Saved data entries
┄┄┄┄┄┄┄┄┄┄┄┄┄┄┄┄┄┄┄┄

PR #5066, opened 2018-08-20
Added mask/unmask call recording feature

sergey-safarov:

PR #6540, opened 2020-05-20
Add a new action 'start_on_b_leg' to 'record_call' callflow

brian-chamberlain:
This fixes an issue where call recording files for both a-leg and b-leg were being saved
If the agent wanted to stop recording (to get the customers credit card details for example)
and then start recording again afterwards. A total of 3 call recording files were created:

1) recording of complete call on a-leg side started by by 'record_call' callflow 'start' action
2) recording between *7 start_record and *9 stop_record
3) recording after agent *7 start_record to restart recording and end of the call.

Obviously this is a big problem, the reason to stop recording was to NOT record the CC details but the details are still recorded in (1)

A new 'record_call' action 'start_on_b_leg' now starts the call recording on the b-leg rather than the a-leg so in the same scenario only 2 call recording files are
created (2) and (3) in the list above. The CC details are no longer recorded.

### DIFF
--- a/core/kazoo_endpoint/src/kz_endpoint_recording.erl
+++ b/core/kazoo_endpoint/src/kz_endpoint_recording.erl
@@ -29,7 +29,8 @@ maybe_record_inbound(FromNetwork, Endpoint, Call) ->
           {'true', {kz_json:path(), kz_json:object()}} | 'false'.
 maybe_record_inbound(_FromNetwork, _Endpoint, _Call, 'undefined') -> 'false';
 maybe_record_inbound(FromNetwork, Endpoint, Call, Data) ->
-    case kz_json:is_true(<<"enabled">>, Data) of
+    case kz_json:is_true(<<"enabled">>, Data)
+         orelse kapps_call:kvs_fetch('record_on_b_leg', 'false', Call) of
         'false' -> 'false';
         'true' ->
             Values = [{<<"origin">>, <<"inbound from ", FromNetwork/binary, " to endpoint">>}
--- a/applications/callflow/doc/record_call.md
+++ b/applications/callflow/doc/record_call.md
@@ -12,7 +12,7 @@ Validator for the Record Call callflow action
 
 Key | Description | Type | Default | Required | Support Level
 --- | ----------- | ---- | ------- | -------- | -------------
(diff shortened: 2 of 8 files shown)


core/kazoo_endpoint/src/kz_endpoint_recording.erl
```diff
@@ -29,7 +29,8 @@ maybe_record_inbound(FromNetwork, Endpoint, Call) ->
           {'true', {kz_json:path(), kz_json:object()}} | 'false'.
 maybe_record_inbound(_FromNetwork, _Endpoint, _Call, 'undefined') -> 'false';
 maybe_record_inbound(FromNetwork, Endpoint, Call, Data) ->
-    case kz_json:is_true(<<"enabled">>, Data) of
+    case kz_json:is_true(<<"enabled">>, Data)
+        orelse kapps_call:kvs_fetch('record_on_b_leg', 'false', Call) of
```
jamesaimonetti, line 33: @kageds this seems backwards to me?

If `enabled` is `true` and `record_on_b_leg` is `true`, shouldn't the function return `false` to *not* start the recording on the inbound(caller) leg?

jamesaimonetti:
As I think more on it, I'm not sure I completely understand why this change is necessary.

If you don't want the inbound leg recorded, don't have the `record_call` action in the callflow. Configure the agent user (or devices) to record its calls.

jamesaimonetti:
@brian-chamberlain thoughts?

sergey-safarov:
@brian-chamberlain please look PR #5066.
When you use `mute/unmute` feature then you one recoding file for the whole call.

brian-chamberlain:
Hi @jamesaimonetti sorry been bedlam here. 

The issue here is that if you're using something like ringgroups - call queues ( either ACDC or qubicle ) and you use the start call recording call flow element in conjunction with account based recording with a storage plan it renders start / stop via konami a little impotent.

Because the call recording starts on the a leg and when you stop the recording and start the recording then it creates new call recording session for the new stared recording but it also leaves an untouched full recording of the entire call.

When you use the flag as suggested here to start on b leg this fixes this behaviour. 

Its quite possible that theres a better way to fix this by looking at the behaviour of this and fixing it so that start / stop doesn't exhibit this behaviour but we used this approach as it was easiest and wasn't causing a possible breaking change.

Brian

┄┄┄┄┄┄┄┄┄┄┄┄┄┄┄┄┄┄┄┄

You are asked to transcribe all of the data above exactly.

> _OUTPUT_:
PR #5066, opened 2018-08-20
Added mask/unmask call recording feature

sergey-safarov:

PR #6540, opened 2020-05-20
Add a new action 'start_on_b_leg' to 'record_call' callflow

brian-chamberlain:
This fixes an issue where call recording files for both a-leg and b-leg were being saved
If the agent wanted to stop recording (to get the customers credit card details for example)
and then start recording again afterwards. A total of 3 call recording files were created:

1) recording of complete call on a-leg side started by by 'record_call' callflow 'start' action
2) recording between *7 start_record and *9 stop_record
3) recording after agent *7 start_record to restart recording and end of the call.

Obviously this is a big problem, the reason to stop recording was to NOT record the CC details but the details are still recorded in (1)

A new 'record_call' action 'start_on_b_leg' now starts the call recording on the b-leg rather than the a-leg so in the same scenario only 2 call recording files are
created (2) and (3) in the list above. The CC details are no longer recorded.

### DIFF
--- a/core/kazoo_endpoint/src/kz_endpoint_recording.erl
+++ b/core/kazoo_endpoint/src/kz_endpoint_recording.erl
@@ -29,7 +29,8 @@ maybe_record_inbound(FromNetwork, Endpoint, Call) ->
           {'true', {kz_json:path(), kz_json:object()}} | 'false'.
 maybe_record_inbound(_FromNetwork, _Endpoint, _Call, 'undefined') -> 'false';
 maybe_record_inbound(FromNetwork, Endpoint, Call, Data) ->
-    case kz_json:is_true(<<"enabled">>, Data) of
+    case kz_json:is_true(<<"enabled">>, Data)
+         orelse kapps_call:kvs_fetch('record_on_b_leg', 'false', Call) of
         'false' -> 'false';
         'true' ->
             Values = [{<<"origin">>, <<"inbound from ", FromNetwork/binary, " to endpoint">>}
--- a/applications/callflow/doc/record_call.md
+++ b/applications/callflow/doc/record_call.md
@@ -12,7 +12,7 @@ Validator for the Record Call callflow action
 
 Key | Description | Type | Default | Required | Support Level
 --- | ----------- | ---- | ------- | -------- | -------------
(diff shortened: 2 of 8 files shown)


core/kazoo_endpoint/src/kz_endpoint_recording.erl
```diff
@@ -29,7 +29,8 @@ maybe_record_inbound(FromNetwork, Endpoint, Call) ->
           {'true', {kz_json:path(), kz_json:object()}} | 'false'.
 maybe_record_inbound(_FromNetwork, _Endpoint, _Call, 'undefined') -> 'false';
 maybe_record_inbound(FromNetwork, Endpoint, Call, Data) ->
-    case kz_json:is_true(<<"enabled">>, Data) of
+    case kz_json:is_true(<<"enabled">>, Data)
+        orelse kapps_call:kvs_fetch('record_on_b_leg', 'false', Call) of
```
jamesaimonetti, line 33: @kageds this seems backwards to me?

If `enabled` is `true` and `record_on_b_leg` is `true`, shouldn't the function return `false` to *not* start the recording on the inbound(caller) leg?

jamesaimonetti:
As I think more on it, I'm not sure I completely understand why this change is necessary.

If you don't want the inbound leg recorded, don't have the `record_call` action in the callflow. Configure the agent user (or devices) to record its calls.

jamesaimonetti:
@brian-chamberlain thoughts?

sergey-safarov:
@brian-chamberlain please look PR #5066.
When you use `mute/unmute` feature then you one recoding file for the whole call.

brian-chamberlain:
Hi @jamesaimonetti sorry been bedlam here. 

The issue here is that if you're using something like ringgroups - call queues ( either ACDC or qubicle ) and you use the start call recording call flow element in conjunction with account based recording with a storage plan it renders start / stop via konami a little impotent.

Because the call recording starts on the a leg and when you stop the recording and start the recording then it creates new call recording session for the new stared recording but it also leaves an untouched full recording of the entire call.

When you use the flag as suggested here to start on b leg this fixes this behaviour. 

Its quite possible that theres a better way to fix this by looking at the behaviour of this and fixing it so that start / stop doesn't exhibit this behaviour but we used this approach as it was easiest and wasn't causing a possible breaking change.

Brian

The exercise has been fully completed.